Supplied material below:
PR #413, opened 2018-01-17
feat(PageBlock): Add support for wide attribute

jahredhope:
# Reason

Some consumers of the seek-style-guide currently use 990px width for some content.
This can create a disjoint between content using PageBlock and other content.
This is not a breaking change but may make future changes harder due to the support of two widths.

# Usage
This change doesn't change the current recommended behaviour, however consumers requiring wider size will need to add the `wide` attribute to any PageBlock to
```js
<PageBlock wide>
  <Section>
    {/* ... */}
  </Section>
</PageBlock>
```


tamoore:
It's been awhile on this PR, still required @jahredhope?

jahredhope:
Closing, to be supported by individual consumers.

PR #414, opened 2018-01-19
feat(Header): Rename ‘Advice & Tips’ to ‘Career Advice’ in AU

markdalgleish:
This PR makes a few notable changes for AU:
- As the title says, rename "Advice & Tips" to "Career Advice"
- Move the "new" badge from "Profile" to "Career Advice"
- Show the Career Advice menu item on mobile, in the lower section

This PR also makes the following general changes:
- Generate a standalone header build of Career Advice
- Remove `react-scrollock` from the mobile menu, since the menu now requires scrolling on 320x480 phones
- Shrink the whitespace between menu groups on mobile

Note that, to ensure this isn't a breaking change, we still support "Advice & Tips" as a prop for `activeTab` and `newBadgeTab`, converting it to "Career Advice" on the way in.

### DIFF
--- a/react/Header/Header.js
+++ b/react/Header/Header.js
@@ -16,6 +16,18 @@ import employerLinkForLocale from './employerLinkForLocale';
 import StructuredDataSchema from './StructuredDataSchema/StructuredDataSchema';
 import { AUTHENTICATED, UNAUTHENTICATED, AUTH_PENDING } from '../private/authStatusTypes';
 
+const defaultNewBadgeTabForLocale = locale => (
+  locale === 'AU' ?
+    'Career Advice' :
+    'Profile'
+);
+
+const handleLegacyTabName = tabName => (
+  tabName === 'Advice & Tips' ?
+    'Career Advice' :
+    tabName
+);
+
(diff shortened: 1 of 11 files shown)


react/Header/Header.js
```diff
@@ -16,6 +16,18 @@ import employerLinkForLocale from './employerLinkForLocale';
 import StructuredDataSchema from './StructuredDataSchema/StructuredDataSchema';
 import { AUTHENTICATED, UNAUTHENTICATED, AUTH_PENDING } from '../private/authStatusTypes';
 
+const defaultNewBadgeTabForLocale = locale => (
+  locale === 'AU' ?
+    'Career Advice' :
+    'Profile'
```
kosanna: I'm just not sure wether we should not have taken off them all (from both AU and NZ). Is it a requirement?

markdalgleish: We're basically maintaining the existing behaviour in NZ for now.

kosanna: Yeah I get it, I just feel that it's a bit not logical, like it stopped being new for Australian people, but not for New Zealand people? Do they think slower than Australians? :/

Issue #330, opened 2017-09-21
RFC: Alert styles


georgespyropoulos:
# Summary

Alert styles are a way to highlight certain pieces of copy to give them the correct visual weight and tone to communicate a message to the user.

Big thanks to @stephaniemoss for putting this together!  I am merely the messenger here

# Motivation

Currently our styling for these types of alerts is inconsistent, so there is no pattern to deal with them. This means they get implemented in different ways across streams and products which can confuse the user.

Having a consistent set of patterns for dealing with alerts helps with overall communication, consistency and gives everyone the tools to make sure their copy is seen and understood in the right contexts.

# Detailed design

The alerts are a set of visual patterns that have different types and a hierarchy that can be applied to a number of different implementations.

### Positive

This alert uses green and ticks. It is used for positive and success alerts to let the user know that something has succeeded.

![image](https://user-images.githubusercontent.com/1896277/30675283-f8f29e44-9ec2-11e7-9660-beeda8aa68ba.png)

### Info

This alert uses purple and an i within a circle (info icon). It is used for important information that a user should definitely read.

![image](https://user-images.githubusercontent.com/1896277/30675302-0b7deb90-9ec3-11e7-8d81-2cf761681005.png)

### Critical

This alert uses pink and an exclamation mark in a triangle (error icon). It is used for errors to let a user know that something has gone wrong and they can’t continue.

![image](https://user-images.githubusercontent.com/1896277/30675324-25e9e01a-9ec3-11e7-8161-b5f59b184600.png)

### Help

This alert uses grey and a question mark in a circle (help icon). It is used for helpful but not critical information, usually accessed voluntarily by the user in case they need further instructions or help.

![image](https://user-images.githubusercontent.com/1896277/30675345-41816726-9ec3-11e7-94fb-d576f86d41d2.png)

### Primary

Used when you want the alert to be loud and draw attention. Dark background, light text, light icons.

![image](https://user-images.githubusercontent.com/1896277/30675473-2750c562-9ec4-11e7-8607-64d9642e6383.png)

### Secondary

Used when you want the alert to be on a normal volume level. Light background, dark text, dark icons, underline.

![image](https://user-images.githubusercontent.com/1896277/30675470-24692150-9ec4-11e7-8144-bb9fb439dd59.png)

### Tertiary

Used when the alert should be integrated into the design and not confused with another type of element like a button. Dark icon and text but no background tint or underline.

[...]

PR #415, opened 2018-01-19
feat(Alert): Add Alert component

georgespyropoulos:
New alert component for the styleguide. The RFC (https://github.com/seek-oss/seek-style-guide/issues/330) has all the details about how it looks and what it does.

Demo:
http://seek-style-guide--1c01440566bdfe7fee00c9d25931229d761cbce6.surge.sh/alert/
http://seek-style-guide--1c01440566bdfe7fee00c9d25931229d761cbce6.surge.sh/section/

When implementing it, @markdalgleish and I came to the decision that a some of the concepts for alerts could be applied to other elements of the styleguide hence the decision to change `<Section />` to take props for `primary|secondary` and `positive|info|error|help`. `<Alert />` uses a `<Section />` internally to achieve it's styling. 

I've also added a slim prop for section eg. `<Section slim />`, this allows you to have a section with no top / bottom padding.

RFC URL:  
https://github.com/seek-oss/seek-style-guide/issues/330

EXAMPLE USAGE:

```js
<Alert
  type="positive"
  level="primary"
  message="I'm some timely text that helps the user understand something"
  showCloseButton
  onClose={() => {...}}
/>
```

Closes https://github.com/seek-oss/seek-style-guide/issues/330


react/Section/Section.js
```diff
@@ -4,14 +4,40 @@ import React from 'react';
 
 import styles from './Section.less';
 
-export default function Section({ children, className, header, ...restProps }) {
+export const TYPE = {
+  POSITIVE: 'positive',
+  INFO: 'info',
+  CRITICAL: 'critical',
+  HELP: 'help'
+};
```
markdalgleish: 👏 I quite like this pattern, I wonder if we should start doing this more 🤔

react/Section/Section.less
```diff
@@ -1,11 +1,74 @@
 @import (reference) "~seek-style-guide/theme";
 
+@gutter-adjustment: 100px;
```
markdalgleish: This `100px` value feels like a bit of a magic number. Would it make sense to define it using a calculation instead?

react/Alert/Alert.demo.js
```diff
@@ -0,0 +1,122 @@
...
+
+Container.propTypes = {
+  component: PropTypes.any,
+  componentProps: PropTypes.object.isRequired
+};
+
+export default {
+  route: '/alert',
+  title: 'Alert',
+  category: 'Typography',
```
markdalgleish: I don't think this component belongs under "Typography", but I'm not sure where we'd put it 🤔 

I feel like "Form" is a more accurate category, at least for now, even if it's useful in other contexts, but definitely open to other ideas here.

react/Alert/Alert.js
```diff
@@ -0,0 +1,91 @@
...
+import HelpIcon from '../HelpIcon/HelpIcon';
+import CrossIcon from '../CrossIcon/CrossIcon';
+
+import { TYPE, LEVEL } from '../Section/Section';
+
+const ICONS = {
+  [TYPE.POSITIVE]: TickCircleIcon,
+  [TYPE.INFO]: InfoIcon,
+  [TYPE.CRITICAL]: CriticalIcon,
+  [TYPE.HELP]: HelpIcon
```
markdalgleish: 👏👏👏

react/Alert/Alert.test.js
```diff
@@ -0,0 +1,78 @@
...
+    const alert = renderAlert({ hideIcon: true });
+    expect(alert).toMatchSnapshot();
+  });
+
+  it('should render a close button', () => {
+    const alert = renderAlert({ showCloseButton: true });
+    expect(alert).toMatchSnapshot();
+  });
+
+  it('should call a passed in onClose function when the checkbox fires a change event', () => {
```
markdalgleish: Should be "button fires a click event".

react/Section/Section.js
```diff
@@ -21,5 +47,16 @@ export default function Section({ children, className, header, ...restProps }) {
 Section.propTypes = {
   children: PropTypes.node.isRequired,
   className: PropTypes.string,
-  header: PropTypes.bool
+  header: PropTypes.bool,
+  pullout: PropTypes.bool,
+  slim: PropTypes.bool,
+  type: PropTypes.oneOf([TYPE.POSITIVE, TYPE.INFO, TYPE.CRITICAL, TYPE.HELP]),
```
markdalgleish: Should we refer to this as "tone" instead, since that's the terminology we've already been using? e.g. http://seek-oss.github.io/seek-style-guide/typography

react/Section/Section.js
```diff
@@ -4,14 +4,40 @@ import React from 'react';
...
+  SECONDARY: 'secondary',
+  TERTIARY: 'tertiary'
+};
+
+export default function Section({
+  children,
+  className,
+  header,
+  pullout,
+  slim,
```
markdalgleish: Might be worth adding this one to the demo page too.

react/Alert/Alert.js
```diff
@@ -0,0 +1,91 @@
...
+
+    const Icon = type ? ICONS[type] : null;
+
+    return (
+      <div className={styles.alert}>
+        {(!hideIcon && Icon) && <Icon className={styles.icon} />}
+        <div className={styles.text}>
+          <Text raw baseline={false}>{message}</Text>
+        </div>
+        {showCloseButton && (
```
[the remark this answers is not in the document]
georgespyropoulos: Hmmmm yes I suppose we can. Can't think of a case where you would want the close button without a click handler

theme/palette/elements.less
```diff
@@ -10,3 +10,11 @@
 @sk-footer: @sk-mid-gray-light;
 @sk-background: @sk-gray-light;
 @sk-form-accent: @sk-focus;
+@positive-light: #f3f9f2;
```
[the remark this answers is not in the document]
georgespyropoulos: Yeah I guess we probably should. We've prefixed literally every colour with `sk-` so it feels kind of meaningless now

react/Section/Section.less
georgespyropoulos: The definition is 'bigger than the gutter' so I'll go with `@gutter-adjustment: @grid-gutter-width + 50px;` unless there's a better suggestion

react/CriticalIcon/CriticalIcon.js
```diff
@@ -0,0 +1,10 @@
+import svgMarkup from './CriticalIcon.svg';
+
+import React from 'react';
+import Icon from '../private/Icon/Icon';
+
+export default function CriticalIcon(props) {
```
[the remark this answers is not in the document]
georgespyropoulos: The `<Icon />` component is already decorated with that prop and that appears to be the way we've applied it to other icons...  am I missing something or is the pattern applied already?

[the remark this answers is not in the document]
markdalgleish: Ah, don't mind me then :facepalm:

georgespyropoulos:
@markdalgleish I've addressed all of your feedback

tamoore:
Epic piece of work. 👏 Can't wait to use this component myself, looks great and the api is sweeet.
End of Supplied material.
● **About this task**
Write out the lines above, starting at the line that contains "markdalgleish: Ah, don't" and ending with the final line, and nothing else; copy them exactly.

● **Result of this task**
markdalgleish: Ah, don't mind me then :facepalm:

georgespyropoulos:
@markdalgleish I've addressed all of your feedback

tamoore:
Epic piece of work. 👏 Can't wait to use this component myself, looks great and the api is sweeet.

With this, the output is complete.